Return the entries below precisely, omitting nothing.

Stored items

|---|

PR #1064, opened 2022-08-04
CrowdStrike: Added User-Agent string to API Client for tracking

PacketJockey:
Added User-Agent string to API Client for tracking

### DIFF
--- a/stix_shifter_modules/crowdstrike/stix_transmission/api_client.py
+++ b/stix_shifter_modules/crowdstrike/stix_transmission/api_client.py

|---|

Written answer -
PR #1064, opened 2022-08-04
CrowdStrike: Added User-Agent string to API Client for tracking

PacketJockey:
Added User-Agent string to API Client for tracking

### DIFF
--- a/stix_shifter_modules/crowdstrike/stix_transmission/api_client.py
+++ b/stix_shifter_modules/crowdstrike/stix_transmission/api_client.py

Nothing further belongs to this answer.